### TASK GOAL
Report every line in the listing below where the string "sockets" shows up.

### EXTRACTED ENTRIES

◆ ◆ ◆ ◆ ◆ ◆ ◆

PR #1703, opened 2026-06-01
fix(#1702): reset leaked external-CAT session on radio (re)connect

### LINKED ISSUE #1702: control-plane: radio_state goes stale after LAN session restart (rigctld/CAT serve frozen freq; poller paused via external_cat_session)
## Symptom (observed live, IC-7610 over LAN, managed station runtime)
After a managed LAN session restart, the radio's live `radio_state` stopped updating: rigctld (`:4532`) served a **frozen frequency** (`rigctl f` → 14074000) while the actual radio / web GUI were at 14.250 MHz. Control WRITES did not reach the radio (`F 14075000` → `RPRT 0` but no change; desktop banner 'Radio control unavailable — control traffic is not reaching the radio'). WSJT-X CAT did nothing. RX audio, spectrum, and the web state display continued to work.

## Trigger (from companion logs)
At 17:00:52 the core station runtime exited and was restarted:
```
station_runtime.start_retrying ... core station runtime exited before readiness: exit_code_1
rigplane.core.exceptions.TimeoutError: login response timed out   (_control_phase.py _wait_for_packet)
→ lan_session_cooldown → lan_session_data_port_pending → reconnect 17:01:29
```
After reconnect, audio + web-state resynced, but rigctld/CAT state did not.

## Mechanism (code)
- `rigctld/handler.py:390` get_freq reads the shared `self._radio.radio_state.main.freq`, falling back to `_FallbackRigState` / `_pending` when it's invalid. So a stale/invalid live state ⇒ rigctld serves a frozen value.
- `rigctld/poller.py:201-205` and `web/radio_poller.py:638` both **pause polling** while `radio.external_cat_session_active` is True (to avoid colliding on the CI-V wire).
- `external_cat_session_active` (`runtime/radio.py:1326`) = `self._external_cat_session`, set by:
  - `begin_external_cat_session()` / `end_external_cat_session()` — called **only** by `hamlib_bridge.py:226/232` (A1 external CAT, e.g. WSJT-X over Hamlib). Long-lived; **no `finally`** around begin/end at the bridge layer.
  - `_claim_external_cat_session()` per `send_civ_transaction` — released in `finally` (safe).

## Hypotheses to confirm
1. **Leaked external-CAT ownership:** a `begin_external_cat_session()` (hamlib bridge) not matched by `end_external_cat_session()` across the LAN session restart / radio-object swap ⇒ poller paused permanently ⇒ `radio_state` frozen.
2. **No resync on reconnect:** after the managed LAN session restarts, nothing calls `reconcile_state()` / re-fetches initial state, and with the poller paused the live state never refreshes.
3. **Optimistic web state divergence:** the GUI showed 14.250 while the radio/rigctld were elsewhere — set-commands may be acked optimistically without confirming they reached the radio.

## Proposed fixes
- On LAN session restart / radio reconnect: force `reconcile_state()` (re-fetch freq/mode/…), reset `_external_cat_session`/owner, invalidate rigctld `_FallbackRigState`/`_pending`.
- Guard the hamlib-bridge `begin/end_external_cat_session` with try/finally (or tie ownership to the radio-object lifecycle) so it cannot leak.
- Don't serve a stale fallback indefinitely: if `radio_state` is invalid for > N s, surface a rigctld error / 'control unavailable' instead of a frozen value.
- Confirm-or-fail control writes rather than optimistic ack when control traffic isn't reaching the radio.

## Boundary
Public core (`rigplane`) control-plane. Found while validating the Linux companion (rigplane-pro).

morozsm:
Closes #1702

## Root cause (file:line)

After a managed LAN session restart, rigctld served a frozen frequency (`14074000`) and control writes did not refresh live state, while RX audio / spectrum / web-state kept working. Traced to a **leaked external-CAT session** that permanently pauses both pollers:

1. `runtime/radio.py:1330` `begin_external_cat_session()` sets `_external_cat_session = True`. Its only releaser at the bridge layer is `hamlib_bridge.py` `_end_session_and_reconcile()`, called **solely** from `stop()` / `__aexit__`. If `stop()` never runs — managed station runtime crash+restart (the `exit_code_1` / login-timeout in the issue), a dropped bridge object, or `open_transport()` raising **after** `_begin_session()` (was at `hamlib_bridge.py:137`, before the listener/server setup) — the flag leaks.
2. `runtime/radio.py:1054` `connect()` re-fetched initial state on (re)connect but **never reset** `_external_cat_session`, so a leaked flag survived the reconnect.
3. With the flag stuck `True`, `rigctld/poller.py:205` and `web/radio_poller.py:638` pause polling forever, so `radio_state.main.freq` is frozen at the last `_fetch_initial_state` value. `rigctld/handler.py:512-514` then serves that frozen `main.freq` indefinitely (any `freq > 0` wins over the fallback). The `14074000` value is the FT8 default the radio was last on — a stale **live** `main.freq`, not the `_FallbackRigState` default (which is `0`).

So the frozen value is "stale live state, pollers paused", not a fallback artifact.

## Fix (minimal, in-core, behaviour-preserving)

- `runtime/radio.py` — `connect()` calls a new `_reset_external_cat_session()` **before** the control-phase handshake. A fresh connection invalidates any prior external session (its transport is gone), so a leaked flag cannot survive a reconnect and the cooperating pollers resume. This is the load-bearing fix: it recovers regardless of who/how the flag leaked, and the `reconnect_loop` path already routes through `radio.connect()`.
- `hamlib_bridge.py` — `open_transport()` now releases ownership (`_end_session()`) if listener/server setup fails after `_begin_session()`, so a partial start cannot leak.

The legitimate poller-pause during an **active** external CAT session is untouched (the reset only fires on a new connect, when no live session can exist).

## Tests (TDD — added red, then fixed)

- `tests/test_reconnect.py::TestExternalCatSessionResetOnConnect` — `connect()` clears a leaked flag; no-op when already clean.
- `tests/test_hamlib_bridge.py::test_open_transport_failure_does_not_leak_session` — a failure mid-`open_transport` does not leak the session.

## Verification

- `uv run pytest tests/ -q` → 6569 passed, 112 skipped, 11 xfailed, 1 xpassed, 0 failures.
- `uv run ruff check src/ tests/` → clean.
- `uv run lint-imports` → 4 contracts kept, 0 broken.

## Confidence / hardware caveat

High confidence on the leak + no-reset-on-reconnect mechanism and that the fix restores polling after reconnect. The exact in-pro trigger that orphaned the session (managed-runtime crash vs. radio-object swap) lives in `rigplane-pro` and could not be reproduced here; the core fix is defensive and covers all leak sources at the connection boundary. The issue's secondary suggestions (rigctld surfacing "control unavailable" after N s of invalid state; confirm-or-fail control writes) are **not** included — they are larger behavioural changes beyond the minimal root-cause fix and can be tracked separately if desired.

### DIFF
--- a/src/rigplane/hamlib_bridge.py
+++ b/src/rigplane/hamlib_bridge.py
@@ -135,10 +135,23 @@ class HamlibBridge:
         if self._server is not None:
             return self.back_port
         self._begin_session()  # take ownership: pause RigPlane's own pollers
-        self._subscription = self._radio.add_raw_civ_listener(self._on_radio_frame)
-        self._server = await asyncio.start_server(self._handle_back, self.host, 0)
-        self._back_port = self._server.sockets[0].getsockname()[1]
-        await self._server.start_serving()
+        try:
+            self._subscription = self._radio.add_raw_civ_listener(self._on_radio_frame)
+            self._server = await asyncio.start_server(self._handle_back, self.host, 0)
+            self._back_port = self._server.sockets[0].getsockname()[1]
+            await self._server.start_serving()
+        except BaseException:
+            # Never leak external-CAT ownership if setup fails after we claimed
+            # it — a leaked session pauses RigPlane's pollers forever (#1702).
+            if self._subscription is not None:
+                self._subscription.close()
+                self._subscription = None
+            if self._server is not None:
+                self._server.close()
+                self._server = None
+            self._back_port = None
+            self._end_session()
+            raise
         logger.info(
             "hamlib-bridge: back-side CI-V listener up on %s:%d",
             self.host,
@@ -227,11 +240,15 @@ class HamlibBridge:
         if callable(begin):
             begin()
 
-    async def _end_session_and_reconcile(self) -> None:
-        """Release ownership and refresh RigPlane state (both best-effort)."""
+    def _end_session(self) -> None:
+        """Release external-CAT-session ownership if the radio supports it."""
         end = getattr(self._radio, "end_external_cat_session", None)
         if callable(end):
             end()
+
+    async def _end_session_and_reconcile(self) -> None:
+        """Release ownership and refresh RigPlane state (both best-effort)."""
+        self._end_session()
         reconcile = getattr(self._radio, "reconcile_state", None)
         if callable(reconcile):
             try:
--- a/src/rigplane/runtime/radio.py
+++ b/src/rigplane/runtime/radio.py
@@ -1056,7 +1056,15 @@ class CoreRadio(ScopeRuntimeMixin, AudioRuntimeMixin, DualRxRuntimeMixin):
 
         Delegates to the composed ControlPhaseRuntime, then fetches
         initial radio state so RadioState is populated before consumers.
+
+        A fresh (re)connection means any prior external-CAT session is over —
+        its transport is gone — so clear leaked ownership first (#1702). Without
+        this, a ``begin_external_cat_session()`` that was never matched by an
+        ``end_external_cat_session()`` (managed-runtime crash/restart, a dropped
+        Hamlib bridge) would keep cooperating pollers paused forever, freezing
+        ``radio_state`` while rigctld/web serve a stale frequency.
         """
+        self._reset_external_cat_session()
         await self._control_phase.connect()
         await self._fetch_initial_state()
 
@@ -1347,6 +1355,17 @@ class CoreRadio(ScopeRuntimeMixin, AudioRuntimeMixin, DualRxRuntimeMixin):
         """Release legacy external-CAT-session ownership. Idempotent."""
         if self._external_cat_session_owner not in (None, "external"):
             return
+        self._external_cat_session = False
+        self._external_cat_session_owner = None
+
+    def _reset_external_cat_session(self) -> None:
+        """Unconditionally clear external-CAT ownership (#1702).
+
+        Used on (re)connect: a new connection invalidates any prior session
+        regardless of owner, so this drops a leaked ``begin_external_cat_session``
+        that was never released. Unlike :meth:`end_external_cat_session` it does
+        not respect the current owner — the old session can no longer exist.
+        """
         self._external_cat_session = False
         self._external_cat_session_owner = None
 
--- a/tests/test_hamlib_bridge.py
+++ b/tests/test_hamlib_bridge.py
@@ -281,3 +281,18 @@ async def test_bridge_runs_against_icom_serial_backend() -> None:
     writer.close()
     await bridge.stop()  # reconcile is best-effort (radio not connected) — tolerated
     assert radio.external_cat_session_active is False
+
+
+async def test_open_transport_failure_does_not_leak_session(
+    radio: FakeRawPipeRadio,
+) -> None:
+    """Regression for #1702: if open_transport() raises *after* taking session
+    ownership, the external-CAT flag must not leak — otherwise cooperating
+    pollers pause forever and radio_state freezes."""
+    bridge = HamlibBridge(radio, model="3078")
+    boom = RuntimeError("listener setup failed")
+    with patch.object(radio, "add_raw_civ_listener", side_effect=boom):
+        with pytest.raises(RuntimeError, match="listener setup failed"):
+            await bridge.open_transport()
+    # Ownership was taken (_begin_session) then released on failure — no leak.
+    assert radio.session_active is False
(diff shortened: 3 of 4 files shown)


morozsm:
Agent Review: PASS

Independent adversarial review (separate worktree at `d3a160e2`, Python 3.14). I did not write this PR and re-verified everything myself.

## Gate (ran myself, actual results)
- `uv run pytest tests/ -q` → **6619 passed, 62 skipped, 11 xfailed, 1 xpassed, 0 failed** (full suite incl. integration/validation, 178s). Slightly different counts than the PR body (6569/112) — Python-version/env difference, no failures either way.
- `uv run ruff check src/ tests/` → **All checks passed**.
- `uv run lint-imports` → **4 contracts kept, 0 broken** (252 files, 622 deps). Layer boundaries respected.

## Concerns cleared
- **Red→green (real regression guards):** swapped the two source files back to `main` (keeping the new tests) and re-ran — `test_connect_resets_leaked_external_cat_session` and `test_open_transport_failure_does_not_leak_session` both **FAIL** pre-fix (`external_cat_session_active`/`session_active` stuck `True`), pass post-fix. The clean-connect no-op test passes in both. Tests use a real `IcomRadio` fixture (not a mock) so the owner field is genuinely exercised. Pollers (`rigctld/poller.py:205`, `web/radio_poller.py:638`) re-check the flag every cycle with no latching, so clearing it un-pauses them — i.e. the fix actually resumes polling and un-freezes state.
- **No mid-session regression:** `_reset_external_cat_session()` is called *only* from `CoreRadio.connect()`. During an active Hamlib session the bridge serves on an existing connection and nobody calls `connect()`, so the reset cannot pollute a live external master's CI-V stream. `reconnect_loop` (`radio_reconnect.py:145-146`) recreates the transport and calls `radio.connect()` — at that point the old session's transport is genuinely gone, so unconditional clear is correct.
- **Covers the #1702 trigger:** the documented trigger (managed runtime crash+restart → login timeout → `lan_session_cooldown` → reconnect) routes through `reconnect_loop` → `CoreRadio.connect()`, which now resets. Both CI-V-watchdog full-reconnect paths (`_civ_rx.py:588,611`) also go through `_host.connect()`. Covered.
- **Bridge release-on-failure:** `open_transport()` now wraps listener/server setup in try/except-`BaseException`; on failure it closes the subscription + server (idempotent `is not None` guards), nulls `_back_port`, and `_end_session()` before re-raising. `_end_session`→`end_external_cat_session` is owner-scoped (only releases `None`/`"external"`) and idempotent, so a later `stop()` can't double-release or stomp another owner. Correct.
- **Owner-scoping / scoped claims:** `_reset_external_cat_session` clears unconditionally (by design, on connect), but scoped `send_civ_transaction` claims run on a live connection inside a `finally` release; a connect can only overlap a transaction whose transport is already torn down, where the idempotent `finally` release is harmless. No corruption of `_claim/_release_external_cat_session` semantics.

## Non-blocking nit
- One narrow leak-recovery path is not covered: `_control_phase.soft_reconnect()` falling back to `self.connect()` (control transport gone, `_control_phase.py:587`) rebuilds the control session via `ControlPhaseRuntime.connect`, which does **not** call `_reset_external_cat_session`. The documented #1702 trigger does not use this path (it goes through `reconnect_loop`/`CoreRadio.connect`), and the bridge release-on-failure closes the other main leak source — so not a blocker. For defense-in-depth, consider resetting in that soft-reconnect full-connect fallback too.

No blockers found. PASS.

morozsm:
Agent Review: PASS

Re-confirmation review of the new PR head `517407d2` (Closes #1702). This re-confirms the prior `Agent Review: PASS` (which was posted against `d3a160e2`); the gate needed a fresh PASS because a follow-up commit changed the head.

**Delta since the previously-reviewed commit** (`git diff d3a160e2..517407d2`): formatting-only. The sole change is `ruff format` whitespace reformatting of `tests/test_reconnect.py` (1 file, 2 insertions / 6 deletions) — two multi-line `patch.object(radio._control_phase, "connect", new_callable=AsyncMock)` calls collapsed onto single lines. No logic, source, or behavioral change.

**Gate results on `517407d2`:**
- `uv run ruff check src/ tests/` — PASS (All checks passed!)
- `uv run ruff format --check src/ tests/` — PASS (519 files already formatted; this was the previously-failing gate and is now green)
- `uv run lint-imports` — PASS (4 contracts kept, 0 broken)
- `uv run pytest tests/test_reconnect.py tests/test_hamlib_bridge.py -q` — PASS (28 passed)
- CI `quick` check — green (pass)

Safe to merge.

◆ ◆ ◆ ◆ ◆ ◆ ◆

### SOLUTION
-        self._back_port = self._server.sockets[0].getsockname()[1]
+            self._back_port = self._server.sockets[0].getsockname()[1]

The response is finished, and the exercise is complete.